AblateCell: A Reproduce-then-Ablate Agent for Virtual Cell Repositories

arXiv cs.AI / 4/22/2026

📰 NewsDeveloper Stack & InfrastructureIdeas & Deep AnalysisModels & Research

Key Points

  • AblateCell is a new “reproduce-then-ablate” agent designed to systematically attribute performance gains in AI Virtual Cells by addressing the lack of rigorous ablation and verification on under-standardized biological repositories.
  • It first reproduces published baselines end-to-end by automatically configuring environments, fixing dependency/data issues, and rerunning official evaluations while producing verifiable artifacts.
  • It then performs closed-loop ablation by creating a graph of isolated repository mutations and adaptively selecting experiments that balance performance impact against execution cost.
  • Experiments on three single-cell perturbation prediction repositories (CPA, GEARS, BioLORD) show high workflow success and improved accuracy in recovering ground-truth critical components, enabling scalable verification directly on biological codebases.

Abstract

Systematic ablations are essential to attribute performance gains in AI Virtual Cells, yet they are rarely performed because biological repositories are under-standardized and tightly coupled to domain-specific data and formats.
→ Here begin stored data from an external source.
PR #1412, opened 2020-06-25
AST serialize improvements

jsmall-nvidia:
* Initial documentation on AST serialization mechanism
* Fix some bugs and special cases 
* Added controls for ASTDumpUtil to control whats dumped
* Gave AST Context type a unique name (as opposed to anonymous Context)

With these changes the AST serialization can now save and reconstruct ASTs as generated by typical Slang compiler usage. This was tested via using the ASTDumpUtil to dump an AST tree to compare the original AST tree to the deserialized tree. 

The main thing missing in that comparison is SourceLoc information.


source/slang/slang-ast-serialize.h
```diff
@@ -7,13 +7,188 @@
...
+
+It is useful to have a structure that holds the type information, so it can be stored. That is achieved with
+
+```
+template <typename T>
+struct ASTSerialGetType;
+```
+
+This template can be specialized for a specific native types - but all it holds is just a function getType, which returns a ASTSerialType*,
+which just holds the information held in the ASTSerialTypeInfo template, but additionally including the size of the SerialType.
```
tfoleyNV, line 66: This is a difficult sentence to work through before finishing my morning coffee. I *think* what you are getting at is that you have a custom RTTI system for serialization, so that every type to be serialized is associated with some `ASTSerialType*`, and this template is the thing that handles fetching the RTTI for a given type `T`, while the `ASTSerialTypeInfo<T>` template is what is used to *define* the policy stuff or a given type.

source/slang/slang-ast-serialize.h
```diff
@@ -7,13 +7,188 @@
...
+
+So we need to define a specialized ASTSerialTypeInfo for each type that can be a field in a NodeBase derived type. We don't need to define
+anything explicitly for the NodeBase derived types, as we will just generate the layout from the fields. How do we know the fields? We just
+used the macros generated from the C++ extactor.
+
+So first a few things to observe...
+
+1) Some types don't need any conversion to be serializable - int8_t, or float the bits can just be written out and read in (1)
```
tfoleyNV, line 74: I assume that we are implicitly following the policy of the rest of the codebase to juse assume little endian has taken over enough of the world that worrying about endian conversion doesn't pay off.

source/slang/slang-ast-serialize.h
```diff
@@ -7,13 +7,188 @@
...
+
+For (3) there are a few scenarios. For any field in a serial type we must store in the serialized type such that the representation
+will work across all processors/compilers. So one problematic type is `bool`. It's not specified how it's laid out in memory - and
+some compiles have stored it as a word. Most recently it's been stored as a byte. To make sure bool is ok for serialization therefore
+we store as a uint8_t.
+
+Another example would be double. It's 64 bits, but on some arches/compilers it's SLANG_ALIGN_OF is 4 and on others it's 8. On some
+arches a non aligned read will lead to a fault. To work around this problem therefore we have to ensure double has the alignment that
+will work across all targets - and that alignment is 8. In that specific case that issue is handled via ASTSerialBasicTypeInfo, which
+makes the SerialAlignment the sizeof the type.
```
tfoleyNV, line 105: An alternative approach would seemingly be to have the "backing storage" for the serialized form not provide any alignment guarantees, and then to use `memcpy` whenever read/writing so that we don't have to spend any time/effort on alignment.

I'm not advocating for this option right now, but just noting that it exists.

source/slang/slang-ast-serialize.h
```diff
@@ -7,13 +7,188 @@
...
+
+Lazy reconstruction may be useful in the future to partially reconstruct a sub part of the serialized data. In the current implementation, lazy
+evaluation is used on Strings. The m_objects array holds all of the recreated native 'objects'. Since the objects can be derived from different
+base classes the associated Entry will describe what it really is.
+
+For the String type, we initially store the object pointer as null. If a string is requested from that index, we see if the object pointer is null,
+if it is we have to construct the StringRepresentation that will be used.
+
+An extra wrinkle is that we allow accessing of a serialized String as a Name or a string or a UnownedSubString. Fortunately a Name just holds a string,
+and a Name remains in scope as long as it's NamePool does which is passed in.
```
tfoleyNV, line 188: I'm not sure I fully follow this bit. Are you saying we serialize the `NamePool` as part of the AST, or that we will have a `NamePool` available when deserializing so that we can use it to construct `Name`s from strings as needed?

tfoleyNV:
Now that I follow the logic of the format a bit better, I want to make one note that we might care about for the future:

Because we serialize most nodes as just a list of their field values, it could be important in the future that we have a way to identify the fields of a type in a binary-stable way across compiler versions. That is, we might want the C++ extractor to work with meta-data macros that assigns unique IDs to the (serializable) fields of a type, and then when we serialize an AST part of the serialized data would be information about the IDs of the fields (and their order) that is being written for each AST node type.

That logic would complicate deserialization of AST nodes because it would need to indirect through that serialized type information to know what fields are present in the serialized data and which aren't, but it would seem to be required if we ever want the serialized ASTs to be portable across compiler versions (which isn't needed right away, but might be important some day).

source/slang/slang-ast-serialize.h
jsmall-nvidia: For ir serialization - I did nod to endianess in that with that serialized format it is relatively easy to handle endianness. Here it could be supported but would probably want some other template stuff to define a per serialized type function that could handle endianess. That it only needs to work at the field type level (and only with serialized types) - as NodeBase types can just use that field knowledge to flip those types.

source/slang/slang-ast-serialize.h
jsmall-nvidia: Indeed. Whilst this approach takes up slightly more space, and requires extra care, just being able to access directly in memory makes this approach fast, more easily debuggable and in many ways simpler.

source/slang/slang-ast-serialize.h
jsmall-nvidia: The latter we have a NamePool to deserialize Names into but additionally (and perhaps less obviously) it is using the NamePool to scope UnownedStringSlices (for example as held in Token type in AST). That when a 'string' is accessed it can be accessed in 3 ways - a String, a Name and an UnownedStringSlice. So how it's stored may change depending on how it is accessed.

tfoleyNV: > we have a NamePool to deserialize Names into but additionally (and perhaps less obviously) it is using the NamePool to scope UnownedStringSlices (for example as held in Token type in AST)

There might be an argument there to do some collapsing/unification between the `NamePool` and the string pool type(s) that you'd introduced as part of IR serialization. We could have a base layer that just handles deduplication and scoping the lifetime of strings, and a higher-level layer that simply wraps those deduplicated strings up as `Name`s (which mostly exist just so that AST-level code doesn't get confused and try to use plain strings as names, thus breaking our deduplication assumptions)

PR #1416, opened 2020-06-26
Clean up unused code for IR object ownership

tfoleyNV:
There was a small but non-trivial amount of code across `IRModule`, the `ObjectScopeManager`, and `StringRepresentationCache` that had to do with managing the lifetimes of `RefObject`s that might be referenced by IR instructions (and thus need to be kept alive for the lifetime of the IR module).

We have long since migrated to a model where IR instruction do not include owned references to `RefObject`s, so these facilities weren't actually needed. This streamlines `IRModule`'s declaration, and trims code that we aren't actually using.

One note for the future is that the `StringRepresentationCache` no longer does what its name implies (it is not a cache of `StringRepresentation`s), so we should consider giving it a more narrowly scoped name. I didn't include that in this change because I wanted to keep the diffs narrow and easy to review.

A follow-on renaming change should be trivial if/when we can agree on what the type should be called at this point. Alternatively, we could simply bake the functionality of `StringRepresentationCache` into he IR deserialiation logic itself, since that is the only code using it.


source/slang/slang-ir-serialize-types.h
```diff
@@ -22,36 +21,29 @@ enum class IRSerialCompressionType : uint8_t
 
 class StringRepresentationCache
 {
+    // TODO: The name of this type is no longer accurate to its function.
```
csyonghe, line 24: Do we plan to rename it in a future PR?

tfoleyNV: That would be my goal, yeah. I like to avoid putting bulk renaming/refactoring changes in the same PR as functionality changes, since it makes it harder to review.

A small PR that requires line-by-line review is usually easy.

A large PR that only has renaming changes is also easy to review.

The combination of the two is usually not easy to review.

PR #1418, opened 2020-07-01
Emit pointers for CPU target

csyonghe:
With this change, `IRPtrType` now translates to actual pointers in C++ backend.

All `var` definitions will still emit as `Type var`, but all references to `var` insts will now emit as `&var_name`, since they have pointer type in the IR.

A `*` operator will be added before the following operands:
- The pointer operand of `load` inst
- The pointer operand of 'store' and `swizzledStore` inst

Meanwhile, the C++ prelude has changed so that all reference-typed function parameters are now pointer-typed, since references are represented as poiners in the IR.

This handles most cases. One thorny case is the handling of `__subscript` for HLSL builtin types such as `StructuredBuffer` or `RWTexture2D` etc. Before this change, everything just works with C++ references. With explicit pointers, now it matters to distinguish between the `getter`, `setter` and `ref` accessor of the subscript call, since they will have different argument return types. For this reason, additional code has been added to `emitIntrinsicCallExprImpl` to determine which accessor is being used, and generate different code accordingly.


prelude/slang-cpp-types.h
```diff
@@ -20,7 +20,8 @@ struct FixedArray
 {
     const T& operator[](size_t index) const { SLANG_PRELUDE_ASSERT(index < SIZE); return m_data[index]; }
     T& operator[](size_t index) { SLANG_PRELUDE_ASSERT(index < SIZE); return m_data[index]; }
-    
+    T* elementPtr(size_t index) { SLANG_PRELUDE_ASSERT(index < SIZE); return m_data + index; }
+
```
tfoleyNV, line 24: Should we lower things to use `&array[index]` instead of `array.elementPtr(index)`? Avoiding an explicit `elementPtr` would mean that it is easier to swap out `FixedArray<T,N>` for an actual `T[N]` if we want to (or if we eventually want to target plain C).

source/slang/slang-emit-c-like.cpp
```diff
@@ -969,10 +969,11 @@ bool CLikeSourceEmitter::shouldFoldInstIntoUseSites(IRInst* inst)
         type = arrayType->getElementType();
     }
 
-    // Don't allow temporaries of pointer types to be created.
+    // Don't allow temporaries of pointer types to be created,
+    // if target langauge doesn't support pointers.
     if(as<IRPtrTypeBase>(type))
     {
-        return true;
+        return !supportPtrTypes();
```
tfoleyNV, line 976: `supportPtrTypes()` is maybe a bit ambiguous. I might argue for either `doesTargetSupportPtrTypes()` or `arePtrTypesSupported()` since both of those make it clear just from the name that they return a `bool` based on whether or not pointer types are supported.

source/slang/slang-emit-c-like.cpp
```diff
@@ -1161,6 +1162,40 @@ bool CLikeSourceEmitter::shouldFoldInstIntoUseSites(IRInst* inst)
     return true;
 }
 
+void CLikeSourceEmitter::emitDereferenceOperand(IRInst* inst, EmitOpInfo const& outerPrec)
+{
```
tfoleyNV, line 1166: The obvious alternative here would be to have `emitDereferenceOperand` be a customization point on `CLikeSourceEmitter` where subtypes override these operations. I think you are probably making the right choice here since there are currently only two options (actually emit the op, or ignore it).

source/slang/slang-emit-c-like.cpp
```diff
@@ -2019,18 +2057,35 @@ void CLikeSourceEmitter::defaultEmitInstExpr(IRInst* inst, const EmitOpInfo& inO
...
+
+            auto base = ii->getBase();
+            emitOperand(base, leftSide(outerPrec, prec));
+            m_writer->emit(".");
+            if(getSourceLanguage() == SourceLanguage::GLSL
+                && as<IRUniformParameterGroupType>(base->getDataType()))
+            {
+                m_writer->emit("_data.");
+            }
+            m_writer->emit(getName(ii->getField()));
```
tfoleyNV, line 2087: Some of this could conceivably be simplified by treating this as emitting `&((*base).field)` and then using subroutines like `emitDereferenceOperand` to emit both the `*` and `&`. For a pointer-based target both of those would emit, and for a non-pointer target neither would.

Of course that approach wouldn't get you the nice `->` instead of `(*base).field`, but we need to strike a balance here between the clarity of the generated code and the clarity of the emit logic.

source/slang/slang-emit-c-like.cpp
```diff
@@ -1161,6 +1162,40 @@ bool CLikeSourceEmitter::shouldFoldInstIntoUseSites(IRInst* inst)
...
+{
+    if (supportPtrTypes())
+    {
+        auto dereferencePrec = EmitOpInfo::get(EmitOp::Prefix);
+        EmitOpInfo newOuterPrec = outerPrec;
+        bool needClose = maybeEmitParens(newOuterPrec, dereferencePrec);
+        m_writer->emit("*");
+        emitOperand(inst, rightSide(dereferencePrec, newOuterPrec));
+        maybeCloseParens(needClose);
+    }
```
tfoleyNV, line 1175: You could add a special case here for when `inst->op == kIROp_Var`, and emit `varName` instead of `*&varName` like this would do by default. That would be the kind of "peephole" optimization I'm talking about.

A more complicated solution (with a lot of chances for errors) would be to pass down a "dereference level" alongisde `outerPrec` (maybe even fold that *into* `EmitOpInfo`). That would be an integer that tracks the pending number of dereference (positive) or address-of (negative) operations that are needed in front of an operand.

Most emit cases would immediately flush all of those by emitting prefix `*` or `&` operations head of the op they normally emit. An operation like `load` would just emit their operand with a `+ 1` to the dereference level, and when emitting a reference to a `var` we'd apply a `-1` before emitting the prefix operators to indicate that it is name embeds an implicit dereference.

I'm not advocating for anything that complicated right now, but we might want to think about it if we decide that producing idiomatic-looking output is important.

source/slang/slang-emit-c-like.cpp
```diff
@@ -2169,13 +2224,41 @@ void CLikeSourceEmitter::defaultEmitInstExpr(IRInst* inst, const EmitOpInfo& inO
...
+                {
+                    const auto info = getInfo(EmitOp::Add);
+
+                    needClose = maybeEmitParens(outerPrec, info);
+                    emitOperand(inst->getOperand(0), leftSide(outerPrec, info));
+                    m_writer->emit(" ");
+                    m_writer->emit(info.op);
+                    m_writer->emit(" ");
+                    emitOperand(inst->getOperand(1), rightSide(outerPrec, info));
+                }
```
tfoleyNV, line 2249: This seems like it can just emit as `&operand0[operand1]` for both cases, rather than needing to special-case either side.

source/slang/slang-emit-c-like.cpp
```diff
@@ -2169,13 +2224,41 @@ void CLikeSourceEmitter::defaultEmitInstExpr(IRInst* inst, const EmitOpInfo& inO
...
 
-            emitOperand( inst->getOperand(0), leftSide(outerPrec, prec));
-            m_writer->emit("[");
-            emitOperand(inst->getOperand(1), getInfo(EmitOp::General));
-            m_writer->emit("]");
+                emitOperand(inst->getOperand(0), leftSide(outerPrec, prec));
+                m_writer->emit("[");
+                emitOperand(inst->getOperand(1), getInfo(EmitOp::General));
+                m_writer->emit("]");
+            }
```
tfoleyNV, line 2261: If we have an operation like `emitDereferenceOperand` that handles emitting a `&` if needed, and skipping it if not, we could collapse all these cases down to one.

The main difficulty with an operation that emits prefix `&` or `*` as needed is that it might lead to parentheses being needed. It seems like overall the `needClose` setup in this code should change from `bool needClose` to `int closeCount` which tracks the number of closing `)` needed. Then we can have steps that do `closeCount += maybeEmitPrefixAddrOf(...)`.

In the far-flung future, a major alternative here would be to have the emit logic build up a "rope" structure in a bottom-up fashion, rather than the current approach that emits text directly in a top-down fashion.

source/slang/slang-emit-c-like.cpp
csyonghe: Done.

source/slang/slang-emit-c-like.cpp
csyonghe: Done.

prelude/slang-cpp-types.h
csyonghe: Done.

source/slang/slang-emit-c-like.cpp
csyonghe: This was originally a virtual function that can be customized like you said. But then I find out it really doesn't give you much and turn it back into just an ordinary function.

source/slang/slang-emit-c-like.cpp
csyonghe: Change of `needClose` is a big change on its own, so I'd rather leave that as a future improvement if we determine it is necessary.

source/slang/slang-emit-c-like.cpp
csyonghe: Done.

source/slang/slang-emit-c-like.cpp
csyonghe: Done.

source/slang/slang-emit-cpp.cpp
```diff
@@ -2095,21 +2093,39 @@ void CPPSourceEmitter::emitIntrinsicCallExprImpl(
...
             // The user is invoking a built-in subscript operator
-            auto prec = getInfo(EmitOp::Postfix);
-            needClose = maybeEmitParens(outerPrec, prec);
 
-            emitOperand(args[0].get(), leftSide(outerPrec, prec));
-            m_writer->emit("[");
-            emitOperand(args[1].get(), getInfo(EmitOp::General));
-            m_writer->emit("]");
+            // Determine if we are calling the `ref` accessor:
+            // `ref` accessor returns a pointer of element type.
```
tfoleyNV, line 2098: This isn't a problem with this PR, but the steps required to special-case subscript calls here are out of control, and we really need to go back and triage the Slang stdlib so that all the built-in subscripts and their accessors have their emit logic defined in the stdlib instead of here.

PR #1427, opened 2020-07-02
Multiple Entry Point Cleanup

Checkmate50:
This commit provides some in-code cleanup of the previous multiple entry point PR (#1411).  Specifically, this change provides refactoring of multiple entry point functions into helper functions, the removal of the EntryPointAndIndex struct, and various stylistic improvements.


source/slang/slang-compiler.cpp
```diff
@@ -1645,8 +1619,9 @@ SlangResult dissassembleDXILUsingDXC(
         List<uint8_t>&          spirvOut);
 
     SlangResult emitSPIRVForEntryPointsViaGLSL(
+        ComponentType*                  program,
         BackEndCompileRequest*          slangRequest,
-        List<EntryPointAndIndex> const& entryPoints,
+        List<Int>                       entryPointIndices,
```
tfoleyNV, line 1624: Reminder: please prefer `List<...> const&` over just passing a `List<...>`.

source/slang/slang-compiler.cpp
```diff
@@ -1699,8 +1673,9 @@ SlangResult dissassembleDXILUsingDXC(
     }
 
     SlangResult emitSPIRVForEntryPoints(
+        ComponentType*                  program,
         BackEndCompileRequest*          slangRequest,
-        List<EntryPointAndIndex> const& entryPoints,
+        List<Int>                       entryPointIndices,
```
tfoleyNV, line 1678: `List<Int> const&`

source/slang/slang-compiler.cpp
```diff
@@ -1709,32 +1684,35 @@ SlangResult dissassembleDXILUsingDXC(
...
                 endToEndReq,
                 spirvOut);
         }
     }
 
     SlangResult emitSPIRVAssemblyForEntryPoints(
+        ComponentType*                  program,
         BackEndCompileRequest*          slangRequest,
-        List<EntryPointAndIndex> const& entryPoints,
+        List<Int>                       entryPointIndices,
```
tfoleyNV, line 1706: `List<Int> const&`

source/slang/slang-compiler.cpp
```diff
@@ -1748,8 +1726,9 @@ SlangResult dissassembleDXILUsingDXC(
 
     // Do emit logic for a zero or more entry points
     CompileResult emitEntryPoints(
+        ComponentType*                  program,
         BackEndCompileRequest*          compileRequest,
-        List<EntryPointAndIndex> const& entryPoints,
+        List<Int>                       entryPointIndices,
```
tfoleyNV, line 1731: `List<Int> const&`

source/slang/slang-compiler.h
```diff
@@ -1984,6 +1982,14 @@ namespace Slang
         EndToEndCompileRequest* endToEndReq,
         SourceResult&           outSource);
 
+    SlangResult emitEntryPointSource(
+        BackEndCompileRequest*  compileRequest,
+        Int                     entryPointIndices,
```
tfoleyNV, line 1987: This should probably be `entryPointIndex` instead of `...Indices`.

source/slang/slang-dxc-support.cpp
```diff
@@ -46,8 +46,8 @@ namespace Slang
     }
 
     SlangResult emitDXILForEntryPointUsingDXC(
+        ComponentType*          program,
         BackEndCompileRequest*  compileRequest,
```
tfoleyNV, line 50: I believe that we can technically extract the `ComponentType` that represents the program from the `BackEndCompileRequest` rather than have to pass it down, but this is fine in the name of being more explicit.

PR #1430, opened 2020-07-02
ShortList<T> and core.natvis improvements.

csyonghe:
This change adds `ShortList` to `core`, and improves debugging experience of `Dictionary` types. Empty items in a `Dictionary` will no longer be displayed.


source/core/slang-short-list.h
```diff
@@ -0,0 +1,487 @@
...
+
+        template <typename IterateFunc>
+        void forEach(IterateFunc f) const
+        {
+            for (Index i = 0; i < m_count; i++)
+                f(m_buffer[i]);
+        }
+
+    private:
+        T* m_buffer = nullptr;           ///< A new T[N] allocated buffer. NOTE! All elements up to capacity are in some valid form for T.
```
tfoleyNV, line 454: Eventually it seems like we will want to change the invariants on `List<T>` and `ShortList<T>` so that they do *not* initialize elements up to the capacity, and instead behave more like standard containers where only the elements used are initialized.

source/core/slang-short-list.h
```diff
@@ -0,0 +1,487 @@
...
+            {
+                result.ownsStorage = true;
+                result.arrayView.m_count = count;
+                result.arrayView.m_buffer = ThisType::_allocate(count);
+                for (Index i = start; i < shortListSize; i++)
+                    result.arrayView.m_buffer[i - start] = m_shortBuffer[i];
+                for (Index i = shortListSize; i < start + count; i++)
+                    result.arrayView.m_buffer[i - start] = m_buffer[i - shortListSize];
+                return result;
+            }
```
tfoleyNV, line 218: Couldn't we simplify things by always moving all elements over to the allocated `m_buffer` as soon as you need more than `shortListSize` elements? It seems like we could streamline a lot of logic by having an invariant that things are always contiguous (e.g., it would also make the iterator a bit simpler - just a pointer).

csyonghe: I thought about that and struggled between the two implementations. Maybe I made the wrong decision.

tfoleyNV: I don't think we have to change it right away, but I do think that contiguous storage is an important property that we should only give up when there isn't a reasonable alternative.

One unrelated note is that sooner or later we will probably need/want to revisit the naming of the `List` type (which would affect `ShortList` too). Naming these as `Array<T>` and `ShortArray<T,N>` is probably the front-runner, but it would be good to reach consensus. The `List` name ends up confusing many people because most examples of "list" data structures are node-based rather than contiguous. Even something like Java `ArrayList` would be more clear about the underlying implementation.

While recent coding agents can translate ideas into implementations, they typically stop at producing code and lack a verifier that can reproduce strong baselines and rigorously test which components truly matter. We introduce AblateCell, a reproduce-then-ablate agent for virtual cell repositories that closes this verification gap. AblateCell first reproduces reported baselines end-to-end by auto-configuring environments, resolving dependency and data issues, and rerunning official evaluations while emitting verifiable artifacts. It then conducts closed-loop ablation by generating a graph of isolated repository mutations and adaptively selecting experiments under a reward that trades off performance impact and execution cost. Evaluated on three single-cell perturbation prediction repositories (CPA, GEARS, BioLORD), AblateCell achieves 88.9% (+29.9% to human expert) end-to-end workflow success and 93.3% (+53.3% to heuristic) accuracy in recovering ground-truth critical components. These results enable scalable, repository-grounded verification and attribution directly on biological codebases.